* Problem to solve *
Report each line of the entries below that has the word "just" in it.
══════════
PR #3068, opened 2023-09-08
Add config: buf_read_size

### LINKED ISSUE #2596: Slow processing when receiving large data via POST
Hello,

Being a newbie to GUnicorn, I posted this question on Stackoverflow first, thinking I was getting something wrong, but it looks like it's indeed a problem with GUnicorn and not just an error on my side. I'll describe the problem below, more details and full code to reproduce on the Stackoverflow question here: https://stackoverflow.com/questions/67938278/waitress-and-gunicorn-large-data-input-is-much-slower-than-flask-development-ser/68079761

In summary, if a lot of data is sent to GUnicorn via a POST request, it takes a large time to process (compared to e.g. the Flask development server). A helpful Stackoverflow user has found the blocking point to be the following lines:
```
while size > self.buf.tell():
     data = self.reader.read(1024)
     if not data:
         break
     self.buf.write(data)
```
inside `gunicorn/html/body.py`. I confirmed it, and found that if GUnicorn was receiving 30MB of data (on localhost, so very little I/O overhead), then this snippet alone was taking 0.2s on my machine.

Smelling a slow python while loop (30MB means the loop is done ~30k times) I tested with increasing the amount of data read per step replacing `1024` by `1024**2=1048576`. This helped in my case, reducing time from ~200ms to ~20ms. But I don't know if it's a viable solution (some tests seemed to show that it slowed things down in case the received data was very small, but further tests didn't confirm this, so I'm not sure anymore). Also I haven't checked if the value is optimal (I only noticed that if I further increase to `2**25 = 33554432` it gets slower, about 40ms, so it's not true that more is better or even that hitting the exact amount of data in one go is ideal)

Would you think increasing that amount of data read per step would be feasible? Or would there be a cleaner solution to this problem?

southball:
Resolves #2596.

Add the `--buf-read-size` option to set the block size when reading request body.

### DIFF
--- a/docs/source/settings.rst
+++ b/docs/source/settings.rst
@@ -20,6 +20,20 @@ for reference on setting at the command line.
 
     .. versionadded:: 19.7
 
+
+
+
+.. _buf-read-size:
+
+``buf_read_size``
+~~~~~~~~~~~~~~~~~
+
+**Command line:** ``--buf-read-size``
+
+**Default:** ``1024``
+
+Buffer read size from request data
+
 Config File
 -----------
 
--- a/docs/source/settings.rst
+++ b/docs/source/settings.rst
@@ -20,20 +20,6 @@ for reference on setting at the command line.
 
     .. versionadded:: 19.7
 
-
-
-
-.. _buf-read-size:
-
-``buf_read_size``
-~~~~~~~~~~~~~~~~~
-
-**Command line:** ``--buf-read-size``
-
-**Default:** ``1024``
-
-Buffer read size from request data
-
 Config File
 -----------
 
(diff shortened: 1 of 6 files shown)


docs/source/settings.rst
```diff
@@ -1377,6 +1377,17 @@ Set to ``*`` to disable checking of Front-end IPs (useful for setups
...
+.. _buf-read-size:
+
+``buf_read_size``
+~~~~~~~~~~~~~~~~~
+
+**Command line:** ``--buf-read-size``
+
+**Default:** ``1024``
+
+Buffer read size from request data
```
aamirawan7584, line 1389:
```suggestion
Buffer read size for reading request data from socket
```

gunicorn/config.py
```diff
@@ -208,6 +208,14 @@ def sendfile(self):
 
         return True
 
+    @property
+    def buf_read_size(self):
+        buf_read_size = self.settings['buf_read_size'].get()
+        if buf_read_size is None:
+            return 1024
+
+        return int(buf_read_size)
```
aamirawan7584, line 217: i think we should add some exception handling here if buf_read_size is not convertable to int and return a explanatory error.

aamirawan7584:
@southball do you think we need to use this buffer size config according to content-length because for small request data setting a big buffer size could decrease the performance?

Issue #3079, opened 2023-10-13
worker-class parameter accepts class additionally to class path


odyfatouros:
I have a FastAPI application running on gunicorn with the use of uvicorn workers. I am creating my own custom uvicorn worker because i need to pass specific config parameters to uvicorn that are managed by a central config.yml file by application managers. What i want to do is pass the defined class to the "worker-class" parameter of the gunicorn config and not the class path. This would allow me to define my class inside the function that calls the gunicorn application and also has access to all config parameters.

After investigating the code i found out that actually the util.load_class function has the possibility to distinguish between class and class path (which is str) and return the class. The problem lies in the config module and the properties "worker_class" and "worker_class_str". A simple check about the type of the uri would be enough for the application to start properly with the given class.

tilgovi:
It looks like you created a branch but I don't see a PR. Can you open a PR and I can take a look, please?

tilgovi:
Oh, I'm sorry, I found it at #3079.

benoitc:
i don't see any pull request there... did you close it?

odyfatouros:
No i didn't. I already got one review and I think I need one more in order
for the PR to be merged. I didn't change anything.

Benoit Chesneau ***@***.***> schrieb am Di., 6. Aug. 2024,
22:42:

benoitc:
@odyfatouros i only see code in your repo. Can you point me to the PR?

odyfatouros:
Here it is https://github.com/benoitc/gunicorn/pull/3080

Benoit Chesneau ***@***.***> schrieb am Mi., 7. Aug. 2024,
01:33:

benoitc:
applied thanks.

PR #3080, opened 2023-10-13
Fix for issue #3079, worker_class parameter accepts a class

odyfatouros:


tilgovi (approved):

tilgovi:
Seems reasonable. Any chance you can add a test to `test_config.py? Would be good just to act as documentation and something that would break if someone were to remove the support for loading a class directly in `util.load_class`.

odyfatouros:
Thanks for your feedback. i just added a unit test, i think i covered the case you mentioned.

benoitc:
thanks

PR #3103, opened 2023-12-04
Update wsgi.py fix header string unicode error

hatuan195:
Update to fix header strings encoded in unicode error


benoitc:
The HTTP spec  expect latin1 chars there not utf8 : https://www.rfc-editor.org/rfc/rfc9110.html#section-5.5 You should encode them when you want to provide utf8 inside them.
══════════
* Finished exercise *
Being a newbie to GUnicorn, I posted this question on Stackoverflow first, thinking I was getting something wrong, but it looks like it's indeed a problem with GUnicorn and not just an error on my side. I'll describe the problem below, more details and full code to reproduce on the Stackoverflow question here: https://stackoverflow.com/questions/67938278/waitress-and-gunicorn-large-data-input-is-much-slower-than-flask-development-ser/68079761
Seems reasonable. Any chance you can add a test to `test_config.py? Would be good just to act as documentation and something that would break if someone were to remove the support for loading a class directly in `util.load_class`.
Thanks for your feedback. i just added a unit test, i think i covered the case you mentioned.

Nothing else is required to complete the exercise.